Line by line, give the data again exactly as it appears.

#### Information provided

PR #6061, opened 2017-08-18
[specific ci=Group10-VCH-Restart] restart issues with the personality cache

matthewavery:
fixes the cmd portion of #5654 There are some portions that show as `null` still when they are empty. But this is not a major concern. It has been found that things look healthy on the portlayer side so this is really just an issue of us not propagating the needed information back. a regression test has been written for this that is tied into the VCH-Restart tests. We add a field to the container config returned in the container info struct from the portlayer. Now the `CMD` data is returned anytime a container's info object is obtained. and more specifically it is returned when we get a container list on first cache hydration of  the persona at boot(at restart of the VCH).

### DIFF
--- a/lib/apiservers/engine/backends/backends.go
+++ b/lib/apiservers/engine/backends/backends.go
@@ -30,8 +30,6 @@ import (
 	rc "github.com/go-openapi/runtime/client"
 	"github.com/go-openapi/swag"
 
-	"github.com/davecgh/go-spew/spew"
-
 	"github.com/vmware/vic/lib/apiservers/engine/backends/cache"
 	"github.com/vmware/vic/lib/apiservers/engine/backends/container"
 	vicproxy "github.com/vmware/vic/lib/apiservers/engine/proxy"
@@ -291,9 +289,6 @@ func syncContainerCache() error {
 		if err = setPortMapping(info, backend, container); err != nil {
 			errs = append(errs, err.Error())
 		}
-		log.Debugf("%s ------> %s", info.ContainerConfig.Cmd, container.Config.Cmd)
-
-		log.Debugf("\n\n %s", spew.Sdump(container))
 	}
 
 	if len(errs) > 0 {
--- a/lib/apiservers/engine/backends/backends.go
+++ b/lib/apiservers/engine/backends/backends.go
@@ -30,6 +30,8 @@ import (
 	rc "github.com/go-openapi/runtime/client"
 	"github.com/go-openapi/swag"
 
+	"github.com/davecgh/go-spew/spew"
+
 	"github.com/vmware/vic/lib/apiservers/engine/backends/cache"
 	"github.com/vmware/vic/lib/apiservers/engine/backends/container"
 	vicproxy "github.com/vmware/vic/lib/apiservers/engine/proxy"
@@ -289,7 +291,11 @@ func syncContainerCache() error {
 		if err = setPortMapping(info, backend, container); err != nil {
 			errs = append(errs, err.Error())
 		}
+		log.Debugf("%s ------> %s", info.ContainerConfig.Cmd, container.Config.Cmd)
+
+		log.Debugf("\n\n %s", spew.Sdump(container))
 	}
+
 	if len(errs) > 0 {
 		return errors.Errorf("Failed to set port mapping: %s", strings.Join(errs, "\n"))
 	}
--- a/lib/apiservers/engine/backends/backends.go
+++ b/lib/apiservers/engine/backends/backends.go
@@ -204,6 +204,11 @@ func hydrateCaches() error {
 	if len(errs) > 0 {
 		e = fmt.Errorf(strings.Join(errs, ", "))
 	}
+
+	if e != nil {
+		log.Errorf("Errors occurred during cache hydration at VCH start: %s", e)
+	}
+
 	return e
 }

########

### Written solution
PR #6061, opened 2017-08-18
[specific ci=Group10-VCH-Restart] restart issues with the personality cache

matthewavery:
fixes the cmd portion of #5654 There are some portions that show as `null` still when they are empty. But this is not a major concern. It has been found that things look healthy on the portlayer side so this is really just an issue of us not propagating the needed information back. a regression test has been written for this that is tied into the VCH-Restart tests. We add a field to the container config returned in the container info struct from the portlayer. Now the `CMD` data is returned anytime a container's info object is obtained. and more specifically it is returned when we get a container list on first cache hydration of  the persona at boot(at restart of the VCH).

### DIFF
--- a/lib/apiservers/engine/backends/backends.go
+++ b/lib/apiservers/engine/backends/backends.go
@@ -30,8 +30,6 @@ import (
 	rc "github.com/go-openapi/runtime/client"
 	"github.com/go-openapi/swag"
 
-	"github.com/davecgh/go-spew/spew"
-
 	"github.com/vmware/vic/lib/apiservers/engine/backends/cache"
 	"github.com/vmware/vic/lib/apiservers/engine/backends/container"
 	vicproxy "github.com/vmware/vic/lib/apiservers/engine/proxy"
@@ -291,9 +289,6 @@ func syncContainerCache() error {
 		if err = setPortMapping(info, backend, container); err != nil {
 			errs = append(errs, err.Error())
 		}
-		log.Debugf("%s ------> %s", info.ContainerConfig.Cmd, container.Config.Cmd)
-
-		log.Debugf("\n\n %s", spew.Sdump(container))
 	}
 
 	if len(errs) > 0 {
--- a/lib/apiservers/engine/backends/backends.go
+++ b/lib/apiservers/engine/backends/backends.go
@@ -30,6 +30,8 @@ import (
 	rc "github.com/go-openapi/runtime/client"
 	"github.com/go-openapi/swag"
 
+	"github.com/davecgh/go-spew/spew"
+
 	"github.com/vmware/vic/lib/apiservers/engine/backends/cache"
 	"github.com/vmware/vic/lib/apiservers/engine/backends/container"
 	vicproxy "github.com/vmware/vic/lib/apiservers/engine/proxy"
@@ -289,7 +291,11 @@ func syncContainerCache() error {
 		if err = setPortMapping(info, backend, container); err != nil {
 			errs = append(errs, err.Error())
 		}
+		log.Debugf("%s ------> %s", info.ContainerConfig.Cmd, container.Config.Cmd)
+
+		log.Debugf("\n\n %s", spew.Sdump(container))
 	}
+
 	if len(errs) > 0 {
 		return errors.Errorf("Failed to set port mapping: %s", strings.Join(errs, "\n"))
 	}
--- a/lib/apiservers/engine/backends/backends.go
+++ b/lib/apiservers/engine/backends/backends.go
@@ -204,6 +204,11 @@ func hydrateCaches() error {
 	if len(errs) > 0 {
 		e = fmt.Errorf(strings.Join(errs, ", "))
 	}
+
+	if e != nil {
+		log.Errorf("Errors occurred during cache hydration at VCH start: %s", e)
+	}
+
 	return e
 }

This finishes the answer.